As the NHS faces the most challenging years in its history, our workforce report gives a clear warning of what lies ahead if the system does not act now to make the most of a changing medical workforce.
The data, gathered for The state of medical education and practice in the UK study we publish each year, reveal significant imbalances in the profession. But with that comes a real opportunity to make positive changes that will meet patients’ needs, enable more doctors to fulfil their potential, and keep highly skilled doctors in our health services for longer.
The research paints a stark picture. While the number of doctors joining the workforce overall has grown by around 17% over the last five years, that growth is not consistent. It varies considerably between different groups of doctors, leaving a shortfall in primary care that puts at risk patients’ ability to access GP services.
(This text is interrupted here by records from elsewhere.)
PR #756, opened 2024-06-13
[DAPHNE-#666] optional inc for seq function

### LINKED ISSUE #666: `seq()` DaphneDSL built-in: Make `inc` argument optional
The `seq()` built-in function in DaphneDSL creates an increasing sequence of numbers from a given `start` to a given `end` in increments of a given `inc`. In fact, the increment is very often `1`, so for convenience, it would be great to make the increment an optional argument.

This can and should be done purely at the DSL level (no need for a deeper integration into DaphneDSL or the kernels). The change can be implemented in `src/parser/daphnedsl/DaphneDSLBuiltins.cpp`. It should be accompanied by some script-level test cases.

saminbassiri:
This PR closes #666 and make the `inc` argument in `seq()` built-in function an optional argument.

**Features:**

* Use `seq(from, to)` to generate a column matrix containing an arithmetic sequence of values starting at `from`, going through `to`  in increments of one.

**Changes:**

* make argument `inc` optional with default value `1` in `seq()` function at the DSL level
* Add a script-level test, ensuring that script execution works as expected
* Update `doc/DaphneDSL/Builtins.md` for `seq()` function with optional `inc` arguments


pdamme (approved):
Thanks @saminbassiri for this contribution. Making the `inc` argument of the `seq()` built-in function optional (and default to `1`) simplifies that common case for DaphneDSL users.

**Your code looks very good to me.** Thanks also for the additional script-level test cases and for updating the DaphneDSL documentation.

The only small thing I changed is to use type `si8` instead of `si64` for the default value of `inc` to ensure that it does not have an impact on the value type of the result after type inference/promotion. (Please have a look at the commit I added for details.) You had actually suggested that yourself in our discussion, maybe you just forgot it here.

**Anyway, thanks again for this improvement and congrats on your first completed PR in DAPHNE!**

Issue #693, opened 2024-04-18
Codegen-only compilation pipeline for LA operations


philipportner:
**Motivation**: By default, DAPHNE lowers domain-specific operations from linear and relational algebra to calls to pre-
compiled C++ kernels (physical operators). However, being based on MLIR/LLVM, on-the-fly code generation for these operations is an alternative option.

**Task**: Implement a proof-of-concept for a compilation pipeline in DAPHNE, which only involves code-generated
operations. For simplicity, you can focus on linear algebra operations, whereby dense and sparse matrices should be
supported. The resulting code may target x86 CPUs or, optionally CUDA-enabled GPUs.

To start, take DaphneDSL of an example (e.g., from `scripts/`) and save the generated DaphneIR, or write an example DaphneIR file by hand. Use the `daphne-opt` tool to quickly iterate on your lowering passes and the whole lowering pipeline. Once this works for a set of scripts, bring the alternative compilation pipeline to the DAPHNE compiler through an optional command-line argument.

PR #935, opened 2024-12-21
[LDE: Project] 'Codegen-only compilation pipeline for LA operations' 

WangYuyao:
This is an implementation of [Codegen-only compilation pipeline for LA operations #693](https://github.com/daphne-eu/daphne/issues/693) as the coursework for 'LDE: Project'

### DIFF
--- a/containers/entrypoint-interactive.sh
+++ b/containers/entrypoint-interactive.sh
@@ -13,10 +13,10 @@
 # WITHOUT WARRANTIES OR CONDITIONS OF ANY KIND, either express or implied.
 # See the License for the specific language governing permissions and
 # limitations under the License.
-
+USER=ubuntu
 /usr/sbin/sshd -f /etc/ssh/sshd_config
-/usr/sbin/groupadd -g "$GID" dockerusers
-/usr/sbin/useradd -c 'Docker Container User' -u $UID -g "$GID" -G sudo -m -s /bin/bash -d /home/"$USER" "$USER"
+# /usr/sbin/groupadd -g "$GID" dockerusers
+# /usr/sbin/useradd -c 'Docker Container User' -u $UID -g "$GID" -G sudo -m -s /bin/bash -d /home/"$USER" "$USER"
 printf "${USER} ALL=(ALL:ALL) NOPASSWD:ALL" | sudo EDITOR="tee -a" visudo #>> /dev/null
 mkdir -p /home/"$USER"/.ssh
 chmod 700 /home/"$USER"/.ssh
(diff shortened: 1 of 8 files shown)


containers/entrypoint-interactive.sh
philipportner, line 1: Remove these changes.

containers/run-docker-example.sh
philipportner, line 1: Remove these changes.

scripts/examples/slice.daph
philipportner, line 1: Remove this file and add proper testcases. Look at the testcases in `test/codegen/` and `test/api/cli/codegen`, there you will find different kind of tests for our codegen. `FileCheck` based tests that verify the IR after a certain pass(es), and end-to-end tests that execute `daphne` and verify the output. You should add a single file, e.g., `test/codegen/sliceop.mlir` for the IR tests and a single `.cpp` file for the end-to-end tests that compare the non codegen with the codegen'd execution of `daphne`.

src/compiler/execution/DaphneIrExecutor.cpp
philipportner, line 1: Combine these into a single pass which has two rewrite patterns.

src/compiler/lowering/SliceColOpLowering.cpp
```diff
@@ -0,0 +1,178 @@
...
+                                            AffineMap::getMultiDimIdentityMap(2, rewriter.getContext())};
+
+        SmallVector<utils::IteratorType, 2> iterTypes{utils::IteratorType::parallel,
+                                                      utils::IteratorType::parallel};
+
+        rewriter.create<linalg::GenericOp>(loc, TypeRange{}, ValueRange{selMemref}, ValueRange{resMemref},
+                                           indexMaps, iterTypes,
+                                           [&](OpBuilder &OpBuilderNested, Location locNested, ValueRange arg) {
+                                               OpBuilderNested.create<linalg::YieldOp>(locNested, arg[0]);
+                                           });
```
philipportner, line 115: This shouldn't be needed, as we want to create a view of a matrix we don't want to copy the data. The `memref::SubViewOp` should be enough. You'll need to properly lower it afterwards by adding the following passes to the pipeline:
`mlir::memref::createExpandStridedMetadataPass;` and `mlir::createFinalizeMemRefToLLVMConversionPass`.

philipportner (changes requested):
Thanks for the PR.
This already looks promising! A few changes are needed and we should add test cases before merging this in.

The number of specialty and associate specialty (SAS) and locally employed (LE) doctors on the GMC register has increased at six times the rate of GPs, largely driven by doctors coming from overseas. If the trend continues, by 2030 SAS and LE doctors in secondary care will form the largest group in the medical workforce.
SAS and LE doctors are a valuable asset: we are fortunate to have access to their knowledge and expertise. But the system does not always make the most of their talents. Supporting the varied career aspirations of SAS doctors, either by enabling them to progress further within their chosen specialties or by offering opportunities in different areas of the healthcare system, will be crucial to a sustainable medical workforce.
Many SAS doctors tell us they want better working environments, more support with career development and progression, and more flexibility in positions available to them – but instead, too many of them encounter barriers that hinder their development. Furthermore, rules actively prevent these doctors from working in areas like primary care, where we see the most significant workforce challenges.
We must make the most of the incredible pool of ability at our disposal in SAS and LE doctors. One way to start immediately would be for the government to change the Performers List criteria, to allow more doctors to work in general practice.
Lifting the barriers that prevent SAS doctors from working alongside GPs in complementary primary care roles would expand SAS doctors’ career options and provide new opportunities for those who want them. Importantly, it would also give GPs much-needed support, allowing them to focus on the areas of practice where their particular skills and specialist expertise are most in demand, to the benefit of health services, doctors and patients.
Significantly, our data also show a dramatic increase in international medical graduates (IMGs) practising in the UK. While the recent expansion in UK medical school places and postgraduate training is welcome, it is far outstripped by the growth in registrants from overseas: UK graduates joining the workforce rose by 2% from 2017, compared to a 121% rise in IMGs.
Our health services could not function without IMGs, but this reliance puts healthcare systems in a precarious position. Not only is the flow of IMGs into the workforce unpredictable, but our data also show that IMGs leave the UK workforce at a higher rate.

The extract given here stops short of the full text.